Data excerpts
○ ○ ○ ○ ○ ○ ○
PR #4963, opened 2021-07-16
update component styles to leverage context.tagFor() for nested element styles

chrisdholt:
# Pull Request

## 📖 Description
This PR introduces an update to make styles more portable to other design system prefixes by leveraging the `context.tagFor()` API for stylesheets which reference slotted or nested components.

### 🎫 Issues
None have presented themselves with my testing

### General

### Component-specific


janechu (approved):

EisenbergEffect (approved):

robarbms (approved):

scomea (approved):

litteredwitherrors (approved):

radium-v (commented):
This feels weird, since now if I want to use the `<fast-tooltip>` component on its own, I must have an import dependency on the `AnchoredRegion` from `fast-foundation`. But the tag for `AnchoredRegion` doesn't exist in foundation, it exists in components. Is the `baseName` required to compose the element, or am I missing something else that goes on under the hood?

EisenbergEffect:
There's an improvement coming to enable using the foundation class to look up the tag.

chrisdholt:
> This feels weird, since now if I want to use the `<fast-tooltip>` component on its own, I must have an import dependency on the `AnchoredRegion` from `fast-foundation`. But the tag for `AnchoredRegion` doesn't exist in foundation, it exists in components. Is the `baseName` required to compose the element, or am I missing something else that goes on under the hood?

Base Name is required to compose the element, prefix defaults to fast but can be enumerated. The key here is that our components already support `context.tagFor(AnchoredRegion)` to ensure that `fast-anchored-region` can become `foo-anchored-region` or `bar-anchored-region`. If our styles are explicitly written for `fast-` they will be unusable if someone tries to register with a custom prefix for their project.

The import dependency bit has already started up in conversation where components can register their dependencies here. I think that's an DX and ergonomic improvement. @eisenbergeffect can advise on that status

EisenbergEffect:
Actually, ignore my comment from above. But, yes we're working on a few additional things in this area. The idea of this is to be able to create templates and styles based on components even if we don't know the final name of the component.

nicholasrice (approved):

PR #4965, opened 2021-07-17
feat: add fluent UI to Creator

janechu:
# Pull Request

## 📖 Description

This change adds the Fluent UI web component library to Creator. There is a slight issue in Fluent UI which means the build will fail until a publish in Fluent UI fixes the issue. See https://github.com/microsoft/fluentui/issues/18987.

## 👩‍💻 Reviewer Notes

Once this is unblocked by https://github.com/microsoft/fluentui/issues/18987 you will see that two buttons now show up in the left tab, FAST components and Fluent UI components. Both can be added, there are a few caveats however, we are using the Design Tokens from FAST for editing in the right pane. This means that when adding Fluent UI components, the accent color is available but will not affect any components. Additionally, if both component libraries are added, there may be some discrepancies between packages. There is also an issue where both libraries have components that are named the same. This will need to be resolved by prefixing or affixing the library name. See next steps for a future resolution.

### General

## ⏭ Next Steps

- Allow libraries to add an additional pane to the right rail for configuration, this will be used for the Design Tokens for FAST and Fluent UI component libraries but should be open ended enough to allow for any extra library configuration to take place
- Prefix or affix the library name to the component name in the Form and Navigation


sites/fast-creator/app/configs/fast/library.fast.registry.ts
```diff
@@ -0,0 +1,13 @@
+import { DesignSystem } from "@microsoft/fast-foundation";
+import { allComponents } from "@microsoft/fast-components";
+import { setupFASTComponentDesignSystem } from "./library.fast.design-system.mapping";
+
+export function registerFASTComponents(): void {
+    setupFASTComponentDesignSystem(document.body);
+
+    DesignSystem.getOrCreate().register(
```
EisenbergEffect, line 8: Before calling `register` you can call `withPrefix` to set the prefix for all registered components, rather than setting it on each individual component.

sites/fast-creator/app/configs/fluent-ui/library.fluent-ui.registry.ts
```diff
@@ -0,0 +1,13 @@
+import { DesignSystem } from "@microsoft/fast-foundation";
+import { allComponents } from "@fluentui/web-components";
+import { setupFluentUIComponentDesignSystem } from "./library.fluent-ui.design-system.mapping";
+
+export function registerFluentUIComponents(): void {
+    setupFluentUIComponentDesignSystem(document.body);
+
+    DesignSystem.getOrCreate().register(
```
EisenbergEffect, line 8: See comment above on setting prefix. Also, if you have to set this to "fluent" that seems like a bug in our fluent web components. I think I know what's going on there. I'll put together a PR to fix it in the source.

EisenbergEffect (changes requested):
A minor tweak or two. The code also shows me that we've got a bug in the core libraries. So, I'll create a PR to fix that situation in fast and fluent shortly. We can update this code to use the improved API when ready but this can merge without that if we adjust the prefix API as noted.

nicholasrice (approved):
looks good aside from the already highlighted issues.

sites/fast-creator/app/configs/fluent-ui/library.fluent-ui.registry.ts
janechu: Changed to withPrefix for now. Can you link the PR as a comment to this when ready? I'll follow and remove the withPrefix once the fix is in.

EisenbergEffect: We merged the PR for FAST. I'll be submitting the PR for Fluent today. I'll link when I've got it up. Essentially, you'll be able to do something like this:

```ts
provideFluentDesignSystem().register(allComponents);
```

Here's the link to the FAST PR that was merged, for reference https://github.com/microsoft/fast/pull/4973

EisenbergEffect: Here's the related Fluent PR: https://github.com/microsoft/fluentui/pull/19056

janechu: When that PR is merged and the package is published we will update the registration logic. Thanks @EisenbergEffect!

EisenbergEffect (approved):

PR #4966, opened 2021-07-19
Improving DX - adding Gitpod, because no project should be left behind

shaal:
# Pull Request

## 📖 Description

Gitpod provides automated dev environments in the cloud (and free to use for public repos).
By adding `.gitpod.yml` file to this repo, we will improve developer experience when working on FAST repo, without modifying current way developers working on it.

When clicking on "Open in Gitpod" button, a user gets a whole development environment in their browser. 
Users no longer need to wait for things like `yarn install` (which can take about 8 minutes). That's because any compile/make process is running ahead of time, during Gitpod's prebuild process, which runs automatically when a new branch or PR is created.

This is an additive change, so it wouldn't affect anyone who wants to continue work on their local machine, but will lower the barriers for anyone who wants to contribute.

Outside of changes that are possible in this PR, in order to automatically generate prebuilds, this Github app https://github.com/apps/gitpod-io should be configured to run on this repo. 

### General

### Component-specific


chrisdholt (changes requested):
We always welcome contributions, so thanks for taking the time to create this PR! While I appreciate the initiative, this feels more appropriate to start as an issue. I’m not sure I fully understand the benefit to the project, the requirements for running, and what the implications are from a workflow and maintenance standpoint, etc. Is this an alternative to other/existing tools, etc? If you’d like to open an issue to discuss adding this, I’m more than happy to dig in with our team here. Without a discussion, I’m not comfortable at this time signing off on adding additional tooling, etc.

Issue #1580, opened 2023-11-24
list out the mismatched resource type


thxCode:
**Describe the bug**

Under a mismatched resource rules' environment, we still can get the resource type.

**Steps to reproduce**
1. Prepare project `default` with a testing environment `local` and a Kubernetes connector.
2. Prepare project `manager` with a testing environment `user`, a production environment `production`, a Kubernetes connector, and an AWS connector.
3. Create a resource definition, named `mysql`, and type it as `mysql`.
4. Create two rules for the res def created by step 3.
    1. If the environment type is testing and the project name is manager, select Kubernetes MySQL template.
    2. If the environment type is production, select AWS MySQL template.

**Result**

Under environment `local`, can list out the mysql resource type.

<img width="638" alt="image" src="https://github.com/seal-io/walrus/assets/3394724/72f3ad1c-0bd6-4348-868f-4c3a9d8fb7ba">

<img width="2500" alt="image" src="https://github.com/seal-io/walrus/assets/3394724/24cfdf12-95f3-4a55-b2f2-1de6b1972de9">

**Expected behavior**

the environment cannot list out the resource types that do not match the rules.

**Environment**
- Walrus version: v0.4.0-rc3

**Additional context**
None

shanewxy:
Verified in main.


![Image](https://github.com/seal-io/walrus/assets/45061862/dbd82784-6ba9-4199-9cd8-c84253007645)

PR #1594, opened 2023-11-25
fix: add missing selector in matching rule query

gitlawr:
**Problem:**
Always reutrns all resource definitions for an environment regardless of the selectors because selector is not queried before the matching.

**Related Issue:**
https://github.com/seal-io/walrus/issues/1580


thxCode (approved):
LGTM

aiwantaozi (approved):

Issue #1555, opened 2023-11-24
incorrect service final status


thxCode:
**Describe the bug**

Completed Kubernetes Job summarise as NotReady.

**Steps to reproduce**
1. Prepare an Environment with a Kubernetes kind of Connector.
2. Choose walrus-catalog-sandbox/terraform-kubernetes-containertask template. (Just deploy a Kubernetes Job)
3. Simply do something echo to make the Job finished.

**Result**

<img width="1666" alt="image" src="https://github.com/seal-io/walrus/assets/3394724/77d626aa-fdf3-4541-b016-1ea28fa1a2f7">

<img width="1647" alt="image" src="https://github.com/seal-io/walrus/assets/3394724/6a61e997-bf35-4bc5-ad11-d623845d1baf">

<img width="500" alt="image" src="https://github.com/seal-io/walrus/assets/3394724/d05f823e-ba35-495c-bc2a-ff42fb2eb4d1">

**Expected behavior**

Be Ready or InActive.

**Environment**
- Walrus version: v0.4.0-rc3

**Additional context**
https://github.com/walrus-catalog-sandbox/terraform-kubernetes-containertask

gitlawr:
Verified in main
Completed Job:
<img width="1230" alt="image" src="https://github.com/seal-io/walrus/assets/5697937/f3e6efd9-fa5f-49cb-8a3c-4c2fb71c2109">

Failed Job:
<img width="1229" alt="image" src="https://github.com/seal-io/walrus/assets/5697937/5891229d-08ff-4980-b14a-4ea3b33f56b6">

PR #1602, opened 2023-11-25
fix: cannot identify completed kube job components

thxCode:
**Problem:**

Do not identify the completed condition of the Pod created by a Job.

**Solution:**

In the status walker, give two decisions to solve this case.

**Related Issue:**
#1555


gitlawr (approved):
LGTM

shanewxy (approved):
LGTM

Issue #1623, opened 2023-11-27
View api detail in swagger return error


aiwantaozi:
**Describe the bug**

**Steps to reproduce**
1. Go to ${walrus_server}/swagger to view the swagger api
2. View the details of API `/v1/dashboards/_/latest-resource-revisions`
3. Will get error

**Result**

**Expected behavior**
Should not return error

**Environment**
- Walrus version:
v0.4.0

**Additional context**

PR #1624, opened 2023-11-27
fix: still generate schema for object without properties

aiwantaozi:
**Problem:**
View some of the API in openAPI swagger return error could not found schema

**Solution:**
reset the `visited` to prevent get doesn't exit schema

**Related Issue:**
#1623


thxCode (approved):
LGTM

gitlawr (approved):

PR #1631, opened 2023-11-28
refactor(deployer): add revision manager and plan

alexcodelf:
- extract revision create to revision manager from terraform deployer

- generate revision plan configs with revision plan

- terraform deplyer using revision create job

**Problem:**

The deployer and the revision are too tightly coupled.

**Solution:**

Change infomation is in commit message.

**Related Issue:**


alexcodelf:
Close as #2131 address the refactor issue

Issue #1599, opened 2023-11-25
Could not import template with revision hash


aiwantaozi:
**Describe the bug**
Could not import template with revision hash

**Steps to reproduce**
1. Import template with hash https://github.com/walrus-catalog/aws-rds?ref=4abe0942fe95f60c24c4188b98add9616390df0c
2. failed to import
3. Based on the terraform doc, revision is allowed, https://developer.hashicorp.com/terraform/language/modules/sources#selecting-a-revision

**Result**
<img width="700" alt="image" src="https://github.com/seal-io/walrus/assets/5936271/d30c4dd4-feed-41b4-b3ad-02b2215bd03e">

**Expected behavior**
should success import

**Environment**
- Walrus version:
Server f3ba1403e0a9c2545220715867724e8c4eb5cf14
**Additional context**

PR #1635, opened 2023-11-28
fix: could not import template with revision hash

alexcodelf:
**Problem:**

Could not import template with hash ref.

**Solution:**

Parse and reset hash when import template.

**Related Issue:**
#1599


pkg/templates/git.go
```diff
@@ -214,6 +215,10 @@ func syncTemplateFromRef(
 		source += "//" + repo.SubPath
 	}
 
+	if plumbing.IsHash(ref) {
+		ref = ref[:7]
```
thxCode, line 219: make sure it does not happen out-of-range.

alexcodelf: Try to get hash of reference from repo, and trim it as template version.

pkg/templates/git.go
```diff
@@ -214,6 +214,23 @@ func syncTemplateFromRef(
...
+	switch {
+	case reference.Name().IsBranch():
+	case reference.Name().IsTag():
+	case reference.Name().IsRemote():
+	case reference.Name().IsNote():
+	default:
+		ref = reference.Hash().String()
+		if len(ref) > 7 {
+			ref = ref[:7]
+		}
```
gitlawr, line 231: Can you explain the cause of the problem? What happen if we don't trim the hash?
○ ○ ○ ○ ○ ○ ○
YOUR GOAL: Read through the records above and copy the lines that contain "containertask".

PROBLEM SOLUTION:
2. Choose walrus-catalog-sandbox/terraform-kubernetes-containertask template. (Just deploy a Kubernetes Job)
https://github.com/walrus-catalog-sandbox/terraform-kubernetes-containertask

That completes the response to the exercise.